Note: Current implementation returns None since VersionedKvStore doesn't support direct commit checkout. This is a placeholder for future enhancement.

Parameters:

Name	Type	Description	Default
`namespace`	`tuple`	Namespace tuple	required
`key`	`str`	Key to retrieve	required
`commit_id`	`str`	Commit ID to retrieve from	required

Returns:

Type	Description
`dict \| None`	None (historical content retrieval not yet implemented)

Source code in src/memoir/store/prolly_adapter.py

def get_key_at_commit(
    self, namespace: tuple, key: str, commit_id: str
) -> dict | None:
    """
    Get the value of a key at a specific commit.

    Note: Current implementation returns None since VersionedKvStore doesn't support
    direct commit checkout.
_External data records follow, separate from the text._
PR #4307, opened 2023-02-02
Fix error in the tutorial when mutating a constant store

Gouvernathor:
I kept this one in just in case, but the other PR is better.


Gouvernathor:
Obsoleted by ebc1ed7

PR #4315, opened 2023-02-03
Add renpy.is_pixel_opaque

Gouvernathor:
Replaces calls to undocumented method Render.is_pixel_opaque.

This is a placeholder for future enhancement.

    Args:
        namespace: Namespace tuple
        key: Key to retrieve
        commit_id: Commit ID to retrieve from

    Returns:
        None (historical content retrieval not yet implemented)
    """
    if not self.enable_versioning:
        return None

    # TODO: Implement historical content retrieval when VersionedKvStore supports it
    # Current limitation: VersionedKvStore only supports branch checkout, not commit checkout
    logger.debug(
        f"Historical content retrieval not yet implemented for commit {commit_id[:8]}"
    )
    return None

create_time_snapshot ¶

create_time_snapshot(snapshot_name: str) -> bool

Create a branch snapshot at the current point in time.

When auto_commit=False, this will first commit any pending changes before creating the snapshot to ensure all recent changes are included.

Parameters:

Name	Type	Description	Default
`snapshot_name`	`str`	Name for the snapshot branch	required

Returns:

Type	Description
`bool`	True if snapshot created successfully

Source code in src/memoir/store/prolly_adapter.py

def create_time_snapshot(self, snapshot_name: str) -> bool:
    """
    Create a branch snapshot at the current point in time.

    When auto_commit=False, this will first commit any pending changes
    before creating the snapshot to ensure all recent changes are included.

    Args:
        snapshot_name: Name for the snapshot branch

    Returns:
        True if snapshot created successfully
    """
    if not self.enable_versioning:
        return False

    try:
        # If auto_commit is disabled, commit pending changes before snapshot
        if not self.auto_commit:
            commit_hash = self.commit(
                f"Auto-commit before snapshot: {snapshot_name}"
            )
            if commit_hash:
                logger.debug(
                    f"Auto-committed pending changes before snapshot: {commit_hash[:8]}"
                )

        self.tree.create_branch(snapshot_name)
        logger.debug(f"Created time snapshot: {snapshot_name}")
        return True
    except Exception as e:
        logger.error(f"Failed to create snapshot {snapshot_name}: {e}")
        return False

get_state_at_snapshot ¶

get_state_at_snapshot(namespace: tuple, snapshot_name: str) -> dict[str, Any]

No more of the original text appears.